To these people that event was the coming of the promised heaven and Lenin was the "Jesus Christ” of the new Revelation. As sheep-like in their following of Lenin as the Christians were of Jesus they accepted and repeated, without the slightest examination, any statement coming from the new Messiah. Sometimes this had awkward consequences for the disciples.

Thus in a former communication Mr. Dight tried to use against us a falsification of Marx by Lenin. Our exposure of this piece of fraud was intensely disagreeable for Mr. Dight, as shown by his shuffle of a reply. But it taught him one lesson— namely—that if he wished to quote Marx in controversy with us it was necessary to read Marx himself and not to rely upon Lenin for his quotations. Still even to read Marx does not necessarily guarantee an understanding of what he wrote.

An instance of this was given in Mr. Dight's letter in the May issue of the Socialist Standard, where it was easily shown that the quotations given were in direct opposition to the views they were used to support. All Mr. Dight can do, when these facts were pointed out, is to indulge in a long tirade of personalities about “J. F.,” to whom he offers the cap and bells. “J. F.,” however, has no wish to deprive Mr. Dight of his eminently suitable equipment.

To what a maze of confusion and contradiction hero-worship leads is shown in Mr. Dight’s attempt to defend Lenin’s false claims of the upheaval in Russia being a “Socialist Revolution.” At one part he says:—
   “There can be no such thing as a 'Socialist Revolution,’ except in so far as that it is led by Socialists.” (Italics ours.)
This phrase displays an appalling ignorance of the first elements of Socialism and an entire lack of knowledge of social evolution, which is further emphasized by his remarks a little further on when he states :—
  “A ‘complete change,’ such as, say, our present social system from Primitive Communism cannot by any stretch of the imagination be described as a ‘revolution.' ”
No! it can better be described as the product of a particularly uninstructed mind, for even the school books provided by the capitalist class for workers’ children admit the existence of two other systems—chattel slavery and feudalism—between primitive Communism and Capitalism !

Before a Socialist revolution can take place a majority of the working class must understand and accept the essentials of Socialism and organise to establish it. This understanding not only renders “leaders ” unnecessary, it forbids their existence. The working class will keep control in its own hands and administrators will have to carry out the workers’ instructions. To talk of a “Socialist Revolution” as being “led by Socialists” is at once to proclaim one’s entire ignorance of even the elements of Socialism. It is therefore not so surprising to find Mr. Dight is unable to see the glaring contradictions of his attempted defence of Lenin when he states :—
   “Lenin was, therefore, right when he described the November Revolution as such” [i.e., as a Socialist Revolution] and then says:—“Again and again did Lenin assert the necessity for the economic development of Russia as being requisite for the establishment of Socialism.”
When is a Socialist Revolution not a Socialist Revolution? When it occurs in Russia !
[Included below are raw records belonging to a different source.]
PR #427, opened 2024-10-31
Use xscen new

tlogan2000:
## Overview

This PR fixes [issue id]

Changes:

* Added ...

## Additional Information

### DIFF
--- a/.github/workflows/bump-version-tag.yml
+++ b/.github/workflows/bump-version-tag.yml
@@ -38,7 +38,7 @@ jobs:
       actions: read
     steps:
       - name: Harden Runner
-        uses: step-security/harden-runner@5c7944e73c4c2a096b17a9cb74d65b6c2bbafbde # v2.9.1
+        uses: step-security/harden-runner@91182cccc01eb5e619899d80e4e971d6181294a7 # v2.10.1
         with:
           disable-sudo: true
           egress-policy: block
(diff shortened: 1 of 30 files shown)


tlogan2000:
Local run of test suite are struggling triggering pull request to see test failures.

tlogan2000:
@aulemahal  @Zeitsperre  ... any idea why I get a permission error for `test_wps_ensemble.py::test_ensemble_hxmax_days_above_grid_point`  ??

aulemahal:
I really can't see why... All the other tests pass and they do the same thing...

aulemahal:
@tlogan2000 Hypothèse : the issue stems from temporary directories. I switched most (all?) temp file handling in the tests to use pytest's functions instead of custom ones. 

The notebook error were coming from a faulty `is_opendap_url` function. The function was performing a test that worked with Thredds v4, but does not with v5. From what I understand of the OpenDAP doc, the previous test was not *required* to work, but  my change should. 

In details : we were making a HEAD request on the "raw" URL. OpenDAP does not specify what the server should return when hitting the pure dataset url without any query. Thredds v4 was returning something, v5 is returning an error. My solution is to request the "metadata" of the dataset using the ".dds" "query", which is something all OpenDAP server should be able to do.

aulemahal:
Changing the temp dir methods didn't work, but dropping python 3.9 did. 

Any reasons not to,  @Zeitsperre ? I think finch is solely used by ClimateData and through it's docker image which installs python 3.12 by default I think.

Zeitsperre:
@aulemahal Dropping Python3.9 is fine. We've already done this in recent versions of `xclim` and `xscen`. This is a web service, so an especially wide range of compatible Python versions isn't as important.

Zeitsperre (approved):
LGTM

I think I might update the cookiecutter once this is merged in, then we can release a new version. Great work!

aulemahal (approved):

Zeitsperre:
This is just waiting on an update to the changelog. Thanks again!

PR #441, opened 2025-01-10
Update build system, update cookiecutter template, use vulture and ruff

Zeitsperre:
## Overview

Changes:

* Updated the cookiecutter template to the latest commit
* Enabled `ruff` and `vulture` in pre-commit
* Changed build system from `setuptools` to `flit`
* Removed several obsolete configuration files

## Related Issue / Discussion

The Code of Conduct is still missing a contact email (should we use the one for Ouranos projects?)

Some TODOs/FIXMEs related to security can be ignored for now, but a refresh/rebuild of `finch` will need to address these.

There are still two tests related to file access that seem to be failing for me locally. Not sure why. It's possible that they might just be due to older NetCDF4 libraries. A fresh environment seems to work fine.

## Additional Information

https://github.com/bird-house/cookiecutter-birdhouse
https://github.com/astral-sh/ruff
https://github.com/jendrikseipp/vulture


Zeitsperre:
The docs are raising warnings due to some issues with `xclim`, I imagine:
```
/home/docs/checkouts/readthedocs.org/user_builds/finch/conda/441/lib/python3.12/site-packages/finch/processes/wps_base.py:docstring of finch.processes.wps_base.discharge_stats_Indicator_Process:9: WARNING: undefined label: 'timeseries.resampling' [ref.ref]
/home/docs/checkouts/readthedocs.org/user_builds/finch/conda/441/lib/python3.12/site-packages/finch/processes/wps_base.py:docstring of finch.processes.wps_base.doy_qmax_Indicator_Process:7: WARNING: undefined label: 'timeseries.resampling' [ref.ref]
/home/docs/checkouts/readthedocs.org/user_builds/finch/conda/441/lib/python3.12/site-packages/finch/processes/wps_base.py:docstring of finch.processes.wps_base.doy_qmin_Indicator_Process:7: WARNING: undefined label: 'timeseries.resampling' [ref.ref]
/home/docs/checkouts/readthedocs.org/user_builds/finch/conda/441/lib/python3.12/site-packages/finch/processes/wps_base.py:docstring of finch.processes.wps_base.hxmax_days_above_Indicator_Process:9: WARNING: undefined label: 'timeseries.resampling' [ref.ref]
```

@aulemahal do you have any idea what that could be about? Has this perhaps been fixed in newer versions (v0.52.2 is installed here).

@tlogan2000 The only failing tests I can see are from the ensembles tests not returning datasets with the proper `time` dimension length. Not sure why that would be all of a sudden.

tlogan2000 (approved):
@aulemahal will leave a comment for the docs warnings (linking to pandas docs in our docstrings that is in xclim but not in the conf here). In terms of the code all looks okay

aulemahal:
Sorry  I forgot about your question!

The issue in the doc is because the docstring of the process contains the ``:ref:`timeseries.resampling` `` markup and that label is not defined anywhere in finch. It comes from xclim, the docstring is taken from the indicator which takes it from the indice. The label is not defined in xclim either, but xclim uses `intersphinx` and adds `pandas` to the config. In xclim, the reference is ultimately resolved as a Pandas page.


Example : Process [doy_qmax](https://pavics-sdi--441.org.readthedocs.build/projects/finch/en/441/processes/indicators.html#finch.processes.virtual.indicators.doy_qmax_Indicator_Process) has the markup in the doc for argument 
-`freq`. This text is taken (after many wraps and copies) from [select_resample_op](https://github.com/Ouranosinc/xclim/blob/a57288966eb27afff5b90c67b54afc34c2decc83/src/xclim/indices/generic.py#L72). 

One simple solution is to ignore.

One complex and unnecessary solution is to setup intersphinx and add pandas as a potential source, [as done in xclim](https://github.com/Ouranosinc/xclim/blob/a57288966eb27afff5b90c67b54afc34c2decc83/docs/conf.py#L180C3-L180C71). I say unnecessary because finch's documentation is mostly useless. The service is only used in ClimateData's backend : nobody ever sees the docstring and even when they do, it's in its raw, WPS-response format.

Zeitsperre:
@aulemahal Thanks for the explanation. That makes a lot of sense.

This should come as no surprise, but my tendency would be to add the missing `intersphinx` references. 
 
> One simple solution is to ignore.

The issue with ignoring the warnings (`fail_on_warning: false`) is that it also ignores whether large sections of the documentation fail to build at all. This was an issue with other `Birdhouse` services, as their processes pages were completely void of any documentation; All that mattered was whether the documentation built at all.

If this is a one-line fix for `intersphinx`, I don't see the harm in adding it. The documentation here is rendered and referenced from other `Birdhouse`/`DACCS`/etc. pages.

If it was a “Socialist Revolution” how was it that it failed to establish Socialism? And if it failed to establish Socialism how could it be a “Socialist” Revolution? Such is the result of following “leaders.”

Mr. Dight agrees that any school child could answer his question on America— though he was unable to answer it—but now states that he did not put the question “except in relation to the point at issue” —which was exactly why we dealt with it. So to clarify the issue he puts the question again, because we “utterly ignored” it before—by answering it. He repeats his previous point as follows :—
   “A country need not go through all the phases of a former system before another system is adopted.”
As “evidence” for this entirely inaccurate assertion he pointed to America. We showed how ridiculous this illustration was and Mr. Dight admitted our point, and then repeats his stupid assertion. He has not yet learnt the difference between a country in the geographical sense and the people who inhabit such a territory. A society is formed of the people in a particular country or countries. As pointed out in our previous reply the people of America did not adopt Capitalism. They were exterminated by the people of another country who had adopted Capitalism after passing through Feudalism, and who merely extended their own system into the new area. To put the point more fully—there is no race or nation of people who have passed from either Barbarism or Chattel-slavery into Capitalism without developing through Feudalism. There is no race or nation of people that have passed from Feudalism to fully developed Capitalism without going through the essential phases of Capitalist development.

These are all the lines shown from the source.